36. As regards the last limb of arguments of learned counsel for the appellant- Ravi Sheikhar that there is nothing on record to show that the appellant - Ravi Seikhar was aware of the fact that it was stolen property same is again devoid of any merit. It has come on record that pursuant to the disclosure statement made by the appellant- Rizwan and Afzal Hussain, they led the police party to the shop of the appellant- Ravi Seikhar at M/s. Sonam Jewellers, Jain Road, Near Satyam Public School, Uttam Nagar, New Delhi where the appellant- Ravi Seikhar was found present and recovery of five gold bangles and chain was effected from his shop. It is pertinent to note that the appellant has nowhere denied that said jewellery shop does not belong to him. His presence at the counter of the shop was also not denied. The recovery of stolen articles at his instance from the locker of shop shows his nexus with recovered jewellery articles. As per Section 114, Illustration (a) of the Evidence Act, a person who is in possession of stolen goods, is either the thief or receiver of stolen goods knowing them to be stolen unless he can account for his possession. Since the appellant - Ravi Seikhar was found in possession of five gold bangles and a gold chain belonging to the complainant, it was for him to explain as to how he came to possess them. He has not accounted for his possession of the jewellery articles which reflects his guilty mind.

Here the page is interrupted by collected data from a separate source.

PR #801, opened 2022-03-10
mark initializers

mbostock:
This introduces a concept of a mark “initializer” which is allowed to redefine the mark’s (possibly faceted) index and channels, and by extension, the plot’s scales. The mark’s _initialize_ option is a function that is passed the _facets_ and _channels_ returned previously by _mark_.initialize, and returns an object which may specify new _facets_ and _channels_. This PR includes an example of implementing hexbins as an initializer. This is a refinement of the previous design of “layouts” #648 #711 #713 #740 #775; I wanted to move away from the term “layout” since it implies position whilst initializers are more generic. But I am open to going back to “layout” or other alternatives.

Building on #799, this also makes a few improvements to internal APIs:

* _mark_.initialize now returns a {facets, channels} object rather than {index, channels} (like transforms).
* _channels_ are now represented as an object e.g. {x: {value}} rather than an array ["x", {value}].

While it is possible to call _mark_.initialize externally and hence this could be considered a backwards-incompatible change, this method is undocumented so I think it is acceptable to make this change. Also, it is now more convenient for debugging.

TODO:

- [x] ~~Throw an error if initializers define new positional (*x* and *y*) scaled channels?~~ Not going to worry about it.
- [x] When initializers return new scaled channels, merge with existing scaled channels when reconstructing scales.
- [x] Add hexagon symbol.
- [x] Decide on the definition of radius for hexagons.
- [x] Add hexgrid decoration mark.
- [x] Add circle and hexagon dot shorthand.
- [x] Implement the hexbin transform as an initializer (including support for faceting).
- [x] ~~Implement the _filter_ option for the hexbin transform (to show empty hexbins)?~~ Not now.
- [x] Implement implicit group by _z_ in the hexbin transform? #810
- [x] Implement sorting of hexbins? #810
- [x] Is _radius_ the right name of the option that controls hexbin size? _binWidth_? #810
- [x] Inline and optimize the implementation of d3-hexbin #810
- [x] Implement the dodge transform as an initializer. #809
- [x] Add documentation. #819
- [x] Add tests. #810
- [x] Allow composition/chaining of initializers? #818


Fil:
#795 for the radius of hexagons

Fil:
#804 tries to implement hexbin as an options transform (adding an initializer)

src/transforms/hexbin.js
```diff
@@ -0,0 +1,57 @@
...
+    ...!hasOutput(outputs, "r") && {r: radius},
+    ...hasOutput(outputs, "fill") && {stroke: "none"},
+    ...basic(options, (data, facets) => {
+      for (const o of outputs) o.initialize(data);
+      return {data, facets};
+    }),
+    initialize(facets, {x: X, y: Y}, {x, y}) {
+      if (X === undefined) throw new Error("missing channel: x");
+      if (Y === undefined) throw new Error("missing channel: y");
+      ({value: X} = X);
```
yurivish, line 29: Is this equivalent to saying `X = X.value`?

mbostock: Yes.

yurivish: Perhaps writing it that way would make the code easier to read (unless there's a reason to keep it this way).

mbostock: Maybe? But it’s not like we can avoid destructuring entirely—we use it throughout the codebase. And I don’t think destructuring in general is an antipattern or something that is hard to read.

Fil:
I have a question re: "inline and optimize binning"; is the idea to salvage the code in the previous PR, or to optimize d3-hexbin?https://github.com/observablehq/plot/blob/352d08670b8dfda49f60f5595d079a7b9808399c/src/layouts/hexbin.js#L14

Still on the todo-list
* "filter: null" (not actually a filter, it means we'll have to actively enumerate the centers)
* *z*

Ready:
- #808
- #809

Fil:
Browsed a base of synonyms, here are a few words that could replace _layout_:

design, layout, encoding/**encode**, variation/**variant**, **derivation**, **profile**, blueprint, organization, **plan**, outline, formation, pattern, construction, structure, **disposition**, makeup, skeleton, anatomy, architecture, stencil, markings, mold, cast, stamp, arrangement/**arrange**.

In bold a few of the ones that could "work".

Fil:
For the hexbin radius, another name could be the *step* (ie distance between neighboring hex centers); however in that case it should be sqrt(3) times the current radius. But it might be easier to explain!

Fil:
For composition of initializers, see #818

Fil:
I've added refs to several pull-requests in the original description.

src/plot.js
```diff
@@ -91,9 +90,32 @@ export function plot(options = {}) {
   autoScaleLabels(channelsByScale, scaleDescriptors, axes, dimensions, options);
   autoAxisTicks(scaleDescriptors, axes);
 
+  // Reinitialize; for deriving channels dependent on other channels.
+  const newByScale = new Set();
+  for (const [mark, state] of stateByMark) {
+    if (mark.reinitialize != null) {
+      const {facets, channels} = mark.reinitialize(state.data, state.facets, state.channels, scales);
```
mbostock, line 97: If we pass state.data to mark.reinitialize here, we also need to allow the initializer to return new data…

src/transforms/basic.js
```diff
@@ -32,6 +34,20 @@ function composeTransform(t1, t2) {
...
 
+export function composeInitialize({initialize: i1, ...options} = {}, i2) {
+  return i1 == null
+  ? {...options, initialize: i2}
+  : {
+    ...options,
+    initialize(data, facets, channels, scales, dimensions) {
+      let newChannels;
+      ({data, facets, channels: newChannels} = i1.call(this, data, facets, channels, scales, dimensions));
+      Object.assign(channels, newChannels);
```
mbostock, line 45: This is mutating the input argument _channels_. We should avoid mutating arguments.

yurivish:
I'm very excited about initializers – they open up a really large design space for marks.

With Fil's help I've been experimenting with porting my [density plot library](https://observablehq.com/@twitter/density-scatterplot?collection=@twitter/density) to Plot (current iteration [here](https://observablehq.com/d/f1c510c8517a53e9)), which requires the use of initializers since, like Fil's [heatmap](https://observablehq.com/@observablehq/plot-heatmap-823) mark, the color scale depends upon the bin values.

image

The scatterplots work great (including faceting, which is really useful!), but I've noticed there is a fairly steep performance penalty (~10x slowdown for 1M points) to the Plot mark implementation versus the original. 

I haven't investigated very deeply yet but it seems that a substantial part of the performance gap has to do with the fact that Plot materializes the array of bin colors and that these are represented as strings. I did some basic caching to avoid unneeded `d3.rgb` calls, but more could be done if the mark was allowed to be fully in contol of invoking the color scale.

Outside of Plot, it would be possible to only require three intermediate representations to build a density scatterplot: 1. The original data array, 2. The dense bin counts array, and 3. The dense canvas image data array (a `Uint8ClampedArray` of length 4 times the number of bins). 

I'm not familiar with Plot internals so don't have any specific suggestions, but hope that the density plot might serve as a useful example of what's possible with initializers and where perf concerns might start to creep in.

Note on measurement: My performance analysis was based on scrubbing the slider back and forth in the [density mark notebook](https://observablehq.com/d/f1c510c8517a53e9) and comparing timings to the original [density scatterplot notebook](https://observablehq.com/@twitter/density-scatterplot?collection=@twitter/density). The original design could also be optimized further, but I tried to apply some basic performance-oriented design techniques when working on it.

mbostock:
> I haven't investigated very deeply yet but it seems that a substantial part of the performance gap has to do with the fact that Plot materializes the array of bin colors and that these are represented as strings. I did some basic caching to avoid unneeded d3.rgb calls, but more could be done if the mark was allowed to be fully in contol of invoking the color scale.

Would it be possible to add some caching to d3-scale (or on top of d3-scale) to make this faster? Or maybe we could make quantize color scales extra fast?

yurivish:
Good question, but I don't have an answer right now since I did some _very_ cursory investigation only. In fact, I was curious and dialed down the numberof bins, which reduces the size of the derived data to a 10×10 array of bins.

Here's the profile for plotting 2 million points in 100 buckets, which takes 1.35 seconds:

image

The bottommost orange bars are GCs:

image

I haven't been able to get clicking on source line numbers to work in the Chrome dev tools so I'm not sure what code path this is using (neither importing Plot from the heatmap notebook nor attaching the file and requiring it works), but here are some definitions I think are involved:

```js
function coerceArray(array, coerce, type = Array) {
  if (array !== undefined) return type.from(array, coerce);
}
```

presumably called from the big switch statement in Scale for the linear scale, though I'm not sure what the allocations are:

```
options = coerceType(channels, options, coerceNumber, Float64Array);
```

```js
function coerceNumber(x) {
  return x == null ? NaN : +x;
}
```

yurivish:
[This change](https://github.com/yurivish/plot/commit/0f26a1e6a551e9e8250a46618a57e9d6c392b1d6) significantly improves the runtime of the `range` call.

The other performance bottleneck right now is [coerceType](https://github.com/observablehq/plot/blob/fbee842086439dc3c56d5a80d28cf0d73f9d71ce/src/scales.js#L336-L350) which is called  from `Scale` on (I believe) [this line](https://github.com/observablehq/plot/blob/fbee842086439dc3c56d5a80d28cf0d73f9d71ce/src/scales.js#L172).

Fil:
I've built this branch locally (merged with main) and the speed gains from #861 and #862 are very noticeable:
https://observablehq.com/d/53181fe069c3f6ca (from ~700ms to ~300ms).

src/transforms/hexbin.js
```diff
@@ -0,0 +1,113 @@
...
+import {identity, maybeColorChannel, valueof} from "../options.js";
+import {hasOutput, maybeGroup, maybeOutputs, maybeSubgroup} from "./group.js";
+import {initialize} from "./initialize.js";
+
+// We don’t want the hexagons to align with the edges of the plot frame, as that
+// would cause extreme x-values (the upper bound of the default x-scale domain)
+// to be rounded up into a floating bin to the right of the plot. Therefore,
+// rather than centering the origin hexagon around ⟨0,0⟩ in screen coordinates,
+// we offset slightly to ⟨0.5,0⟩. The hexgrid mark uses the same origin.
+export const ox = 0.5, oy = 0;
```
mbostock, line 11: These are no longer even used by this file. 😦 It looks like it was removed in 886615b40d8d490d1612914843cfb27f0255731f (as part of #810) but it’s hard to trace since this code has been rewritten so many times. In any case, looks like we’ll need to change the implementation of `hbin` below to actually respect these values, or at the very least, and a big warning comment to the code below that it needs to be consistent with the values of `ox` and `oy` above (if it even is?).

mbostock:
I have extensively reviewed (and amended) this PR and plan on merging tomorrow. If anyone wishes to make any final words before I merge please speak now! :pray:

mbostock:
We should probably draw the axes on top? Although the grid lines should still be underneath…

untitled (23)

Fil:
> draw the axes on top?

This should be a generic issue (in my view the axes should be displayed on top of areas and below lines… which is neither top nor bottom). Also you should be able to use `clip: true` in this example?

mbostock:
I’ve reverted the default sort by descending _r_ for the hexbin transform because it feels like it should be handled more appropriately at the dot mark level, or possibly at the generic mark level. And in a sense it is already by the basic sort transform, but that isn’t supported after an initializer, and maybe we want to have default sorting for dots, too.

PR #804, opened 2022-03-11
hexbin as a transform

Fil:
am i on the right track?

(I can't see how to access Z )

### DIFF
--- a/src/scales/ordinal.js
+++ b/src/scales/ordinal.js
@@ -116,7 +116,7 @@ function inferDomain(channels) {
 // If all channels provide a consistent hint, propagate it to the scale.
 function inferSymbolHint(channels) {
   const hint = {};
-  for (const {hint: channelHint} of channels) {
+  for (const {hint: channelHint = {}} of channels) {
     for (const key of ["fill", "stroke"]) {
       const value = channelHint[key];
       if (!(key in hint)) hint[key] = value;
--- a/src/index.js
+++ b/src/index.js
@@ -18,6 +18,7 @@ export {valueof, channel} from "./options.js";
 export {filter, reverse, sort, shuffle, basic as transform} from "./transforms/basic.js";
 export {bin, binX, binY} from "./transforms/bin.js";
 export {group, groupX, groupY, groupZ} from "./transforms/group.js";
+export {hexbin} from "./transforms/hexbin.js";
 export {normalize, normalizeX, normalizeY} from "./transforms/normalize.js";
 export {map, mapX, mapY} from "./transforms/map.js";
 export {window, windowX, windowY} from "./transforms/window.js";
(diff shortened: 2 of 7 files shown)


mbostock:
I don’t think this approach will work… it’ll lead to the same duplicate computation of channels problem we had in the mbostock/layout branch. I need to think about this more.

mbostock:
To elaborate, I think we’ll need something more like this:

```js
{
  const z = "species";
  const [Z, setZ] = Plot.channel(z);
  return Plot.plot({
    grid: true,
    marks: [
      Plot.dot(penguins, {
        x: "culmen_depth_mm",
        y: "culmen_length_mm",
        z: Z, // optionally make the z channel available to dot (no effect here)
        symbol: "hexagon",
        transform(data, facets) {
          setZ(Plot.valueof(data, z)); // compute the z channel from the data
          return {data, facets};
        },
        initialize([index], {x: {value: X}, y: {value: Y}}, {x, y}) {
          console.log(Z.transform()); // access the previously-computed z values
          const bins = Hexbin().x(i => x(X[i])).y(i => y(Y[i])).radius(20)(index);
          return {
            facets: [d3.range(bins.length)],
            channels: {
              x: {value: bins.map(bin => bin.x)},
              y: {value: bins.map(bin => bin.y)},
              r: {value: bins.map(bin => bin.length), radius: 20, scale: "r"}
            }
          };
        }
      })
    ]
  });
}
```

To break it down:

1. The options transform would (optionally) declare the _z_ channel as a “lazy” channel via Plot.channel.
2. The mark transform would compute the _z_ channel. (This part is composable with other transforms.)
3. The mark initializer could then access the previously-computed _z_ channel values.

Because the channels are computed in a mark transform, they’ll have access to the (possibly transformed) data, so we won’t need to pass that data separately to the initializer. And because the options transform can declare the channel as an option, it won’t be computed twice.

src/scales/ordinal.js
```diff
@@ -116,7 +116,7 @@ function inferDomain(channels) {
 // If all channels provide a consistent hint, propagate it to the scale.
 function inferSymbolHint(channels) {
   const hint = {};
-  for (const {hint: channelHint} of channels) {
+  for (const {hint: channelHint = {}} of channels) {
```
mbostock, line 119: It looks like this code requires that each channel specify a hint. If the hint is optional, then I think we’ll need to change this loop to instead ignore channels that don’t have a hint. Currently it looks like this code will now consider an undefined hint a hint, which might not be what we want.

mbostock: Also, if this is fixing a bug, it’d be helpful to have a comment or an issue to reference. 🙏

Fil: yes, I should have done this before!  issue #806

Fil: ty!

Fil:
superseded by #810 #819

37. The identification of the appellants by complainant coupled with the recovery of stolen articles from their possession and identification of the same by the complainant is sufficient to establish the identity of all the appellants except the appellant - Ravi Seikhar as the robbers involved in the incident of robbery. Further the recovery of stolen articles belonging to the complainant immediately after the incident also proved that the appellant - Ravi Seikhar received the stolen goods knowing them to be stolen one. All the appellants were, therefore, rightly convicted by the learned Additional Sessions Judge by a well reasoned judgment as such no interference is called for.

38. Under the circumstances, all the appeals are dismissed. Since sentence of all the appellants was suspended and they were on bail, their bail bonds stand cancelled. They are directed to surrender forthwith, failing which the learned Trial Court to take appropriate action for getting them arrested for serving the remainder period of their sentence.

Trial Court record be returned along with a copy of this judgment.